• Exercise
Within the records below, how many lines hold the string "present"? State that number and nothing else.

Exercise material Block Start

Issue #1477, opened 2023-07-27
JS files not loaded in Django admin because of missing CSP headers


Rieven:
**Describe the bug**
JS files are not being executed because they are not seen as same origin files.

**To Reproduce**
Go to the admin panel and use the browser's developers tools and inspect the missing loaded files.

**Expected behavior**
JS should load.

**Screenshots**
<img width="1424" alt="image" src="https://github.com/minvws/nl-kat-coordination/assets/30832687/d8f5e10e-7225-4597-9554-7b3d16f5c121">

PR #1480, opened 2023-07-27
Fix loading javascript in Django admin

Rieven:
### Changes
- Js files were not loaded in Django admin, making for example checkbox bulk selection not working. This has to do with that the JS files were not seen as same origin files. Added django admin templates and introduced new template tag to fix this.
 
 ### Issue link
Closes https://github.com/minvws/nl-kat-coordination/issues/1477


dekkers:
We use nonce because that is the most secure option. The django admin has 7 templates with script tags and if we would want to keep using nonce CSP we have to copy those templates and add the nonce attribute. We would have to update the templates when we upgrade to a new major Django version, but if we stick to the LTS versions the next time we would have to do that is April 2025 so I don't really see that as a big problem.

Rieven:
> We use nonce because that is the most secure option. The django admin has 7 templates with script tags and if we would want to keep using nonce CSP we have to copy those templates and add the nonce attribute. We would have to update the templates when we upgrade to a new major Django version, but if we stick to the LTS versions the next time we would have to do that is April 2025 so I don't really see that as a big problem.

Is it also and idea to add these 7 files to the list instead of "self" or it that as well less secured?

dekkers:
> > We use nonce because that is the most secure option. The django admin has 7 templates with script tags and if we would want to keep using nonce CSP we have to copy those templates and add the nonce attribute. We would have to update the templates when we upgrade to a new major Django version, but if we stick to the LTS versions the next time we would have to do that is April 2025 so I don't really see that as a big problem.
> 
> Is it also and idea to add these 7 files to the list instead of "self" or it that as well less secured?

You can't add django templates to the CSP header because the browser doesn't know about django templates. You can use a decorator in to specify a different CSP header in django-csp, but that also doesn't help us with the admin views.

underdarknl:
Could we upstream this to the django project? It seems like more people would and are going to run into this problem?

dekkers:
> Could we upstream this to the django project? It seems like more people would and are going to run into this problem?

https://code.djangoproject.com/ticket/15727

My guess is that most people don't use the nonce method so don't run into this problem.

ammar92:
If this isn't a huge problem and not getting a lot of attention from Django, perhaps we should close/ archive this PR?

dekkers:
Reopening because we are missing nice to have things in the admin because the javascript doesn't work. The PR already partly fixes the problem, there are few more templates in the django admin that uses javascript however. These are the templates from grepping for script in the django git repository:

- django/contrib/admin/templates/admin/base.html
- django/contrib/admin/templates/admin/change_form.html
- django/contrib/admin/templates/admin/change_list.html
- django/contrib/admin/templates/admin/delete_confirmation.html
- django/contrib/admin/templates/admin/delete_selected_confirmation.html
- django/contrib/admin/templates/admin/popup_response.html
- django/contrib/admin/templates/admin/prepopulated_fields_js.html

I think it would also be nice to add a comment describing why the templates are there and/or linking to this PR.

underdarknl:
While this fixes the 'issue' for now, it introduces a complex update/upgrade path for us. Ideally we still make sure we fix this in the Django project itself, and not just in the scope of our project.
Code beyond that remark looks as I'd expect it to look.

Rieven:
I have tested it and it works as intended.

underdarknl (approved):

PR #1484, opened 2023-07-27
allow subject to be None

noamblitz:
### Changes
There are certificates that do not have a common name. KAT did not support those certificates which would make the normalizer fail, thus yielding no certificates and thus creating findings.

Maybe has to be backported to 1.10.


octopoes/bits/ssl_certificate_hostname/ssl_certificate_hostname.py
```diff
@@ -34,7 +34,7 @@ def run(
     additional_oois: List[Union[Website, SubjectAlternativeNameHostname]],
     config: Dict[str, str],
 ) -> Iterator[OOI]:
-    subject = input_ooi.subject.rstrip(".")
+    subject = input_ooi.subject.rstrip(".") if input_ooi.subject else ""
```
ammar92, line 37:
```suggestion
    subject = input_ooi.subject.rstrip(".") if input_ooi.subject is not None else ""
```

octopoes/bits/ssl_certificate_hostname/ssl_certificate_hostname.py
```diff
@@ -52,7 +52,7 @@ def run(
     for website in websites:
         hostname = website.hostname.tokenized.name.rstrip(".")
 
-        if subject_valid_for_hostname(subject, hostname):
+        if subject and subject_valid_for_hostname(subject, hostname):
```
ammar92, line 55:
```suggestion
        if subject is not None and subject_valid_for_hostname(subject, hostname):
```

octopoes/bits/ssl_certificate_hostname/ssl_certificate_hostname.py
```diff
@@ -52,7 +52,7 @@ def run(
     for website in websites:
         hostname = website.hostname.tokenized.name.rstrip(".")
 
-        if subject_valid_for_hostname(subject, hostname):
+        if subject is not None and subject_valid_for_hostname(subject, hostname):
```
praseodym, line 55: Our validation currently doesn't match the method specified in [RFC2818](https://datatracker.ietf.org/doc/html/rfc2818#section-3.1), which specifies that only `subjectAltName` should be checked when it is present:

> If a subjectAltName extension of type dNSName is present, that MUST
> be used as the identity. Otherwise, the (most specific) Common Name
> field in the Subject field of the certificate MUST be used. Although
> the use of the Common Name is existing practice, it is deprecated and
> Certification Authorities are encouraged to use the dNSName instead. 

Modern browsers remove validation of the Common Name field entirely, e.g. [Chrome removed support in 2017](https://bugs.chromium.org/p/chromium/issues/detail?id=308330).

praseodym (changes requested):

octopoes/bits/ssl_certificate_hostname/ssl_certificate_hostname.py
noamblitz: Agree.

praseodym (approved):

underdarknl (approved):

Exercise material Block End

• Task answer
2